-- SUPPLIED INFORMATION follows --

PR #3131, opened 2019-02-01
PaymentExpress: Support client_info field

jknipp:
Adds support for the ClientInfo field used to send the IP address.

ECS-124

Unit:
34 tests, 249 assertions, 0 failures, 0 errors, 0 pendings, 0 omissions, 0 notifications
100% passed

Remote:
15 tests, 70 assertions, 0 failures, 0 errors, 0 pendings, 0 omissions, 0 notifications
100% passed


jknipp:
Payment Express does not echo the `ClientInfo` field back in the response so that we can verify it in the response. However, it is saved and displayed in the UI as part of the transaction details.

screen_shot_2019-02-19_at_4_57_36_pm

PR #3133, opened 2019-02-01
Trans First Express: Don't pass blank name field

curiousepic:
Remote (Failures probably due to changes to sandbox, relevant remote
test does pass):
32 tests, 83 assertions, 9 failures, 0 errors, 0 pendings, 0 omissions, 0 notifications
71.875% passed

Unit:
21 tests, 103 assertions, 0 failures, 0 errors, 0 pendings, 0 omissions, 0 notifications
100% passed

### DIFF
--- a/test/remote/gateways/remote_trans_first_transaction_express_test.rb
+++ b/test/remote/gateways/remote_trans_first_transaction_express_test.rb
@@ -109,6 +109,32 @@ class RemoteTransFirstTransactionExpressTest < Test::Unit::TestCase
     assert_equal 'Succeeded', response.message
   end
 
+  def test_successful_purchase_without_name
+    credit_card_opts = {
+      :number => 4485896261017708,
+      :month => Date.new((Time.now.year + 1), 9, 30).month,
+      :year => Date.new((Time.now.year + 1), 9, 30).year,
+      :first_name => '',
+      :last_name => ''
+    }
+
+    credit_card = CreditCard.new(credit_card_opts)
+    response = @gateway.purchase(@amount, credit_card, @options)
+    assert_success response
+    assert_equal 'Succeeded', response.message
+
+    credit_card_opts = {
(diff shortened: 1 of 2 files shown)


test/remote/gateways/remote_trans_first_transaction_express_test.rb
```diff
@@ -109,6 +109,21 @@ def test_successful_purchase_with_empty_string_cvv
...
+      :month => Date.new((Time.now.year + 1), 9, 30).month,
+      :year => Date.new((Time.now.year + 1), 9, 30).year,
+      :first_name => '',
+      :last_name => ''
+    }
+
+    credit_card = CreditCard.new(credit_card_opts)
+    response = @gateway.purchase(@amount, credit_card, @options)
+    assert_success response
+    assert_equal 'Succeeded', response.message
```
molbrown: Is it worth looking for the name being absent from the request? Or will the sandbox error if you send it blank

molbrown: It could be a unit test, alternatively.

curiousepic: I did manually test that, but probably a good idea.

curiousepic: Added case to same test.

molbrown: I guess I was thinking about verifying that the blank name field is not added to the request. But I wasn't sure if you needed to write that into the test necessarily, or if the sandbox would error in that case.

curiousepic: Ah, I see. Yes, this was in response to the gateway throwing an error when the field was sent as an empty string, so the remote test should be inherently sufficient.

-- SUPPLIED INFORMATION concluded --

> PROBLEM DESCRIPTION
Set the records down again in full, exactly as they read.

> FINISHED TASK
PR #3131, opened 2019-02-01
PaymentExpress: Support client_info field

jknipp:
Adds support for the ClientInfo field used to send the IP address.

ECS-124

Unit:
34 tests, 249 assertions, 0 failures, 0 errors, 0 pendings, 0 omissions, 0 notifications
100% passed

Remote:
15 tests, 70 assertions, 0 failures, 0 errors, 0 pendings, 0 omissions, 0 notifications
100% passed


jknipp:
Payment Express does not echo the `ClientInfo` field back in the response so that we can verify it in the response. However, it is saved and displayed in the UI as part of the transaction details.

screen_shot_2019-02-19_at_4_57_36_pm

PR #3133, opened 2019-02-01
Trans First Express: Don't pass blank name field

curiousepic:
Remote (Failures probably due to changes to sandbox, relevant remote
test does pass):
32 tests, 83 assertions, 9 failures, 0 errors, 0 pendings, 0 omissions, 0 notifications
71.875% passed

Unit:
21 tests, 103 assertions, 0 failures, 0 errors, 0 pendings, 0 omissions, 0 notifications
100% passed

### DIFF
--- a/test/remote/gateways/remote_trans_first_transaction_express_test.rb
+++ b/test/remote/gateways/remote_trans_first_transaction_express_test.rb
@@ -109,6 +109,32 @@ class RemoteTransFirstTransactionExpressTest < Test::Unit::TestCase
     assert_equal 'Succeeded', response.message
   end
 
+  def test_successful_purchase_without_name
+    credit_card_opts = {
+      :number => 4485896261017708,
+      :month => Date.new((Time.now.year + 1), 9, 30).month,
+      :year => Date.new((Time.now.year + 1), 9, 30).year,
+      :first_name => '',
+      :last_name => ''
+    }
+
+    credit_card = CreditCard.new(credit_card_opts)
+    response = @gateway.purchase(@amount, credit_card, @options)
+    assert_success response
+    assert_equal 'Succeeded', response.message
+
+    credit_card_opts = {
(diff shortened: 1 of 2 files shown)


test/remote/gateways/remote_trans_first_transaction_express_test.rb
```diff
@@ -109,6 +109,21 @@ def test_successful_purchase_with_empty_string_cvv
...
+      :month => Date.new((Time.now.year + 1), 9, 30).month,
+      :year => Date.new((Time.now.year + 1), 9, 30).year,
+      :first_name => '',
+      :last_name => ''
+    }
+
+    credit_card = CreditCard.new(credit_card_opts)
+    response = @gateway.purchase(@amount, credit_card, @options)
+    assert_success response
+    assert_equal 'Succeeded', response.message
```
molbrown: Is it worth looking for the name being absent from the request? Or will the sandbox error if you send it blank

molbrown: It could be a unit test, alternatively.

curiousepic: I did manually test that, but probably a good idea.

curiousepic: Added case to same test.

molbrown: I guess I was thinking about verifying that the blank name field is not added to the request. But I wasn't sure if you needed to write that into the test necessarily, or if the sandbox would error in that case.

curiousepic: Ah, I see. Yes, this was in response to the gateway throwing an error when the field was sent as an empty string, so the remote test should be inherently sufficient.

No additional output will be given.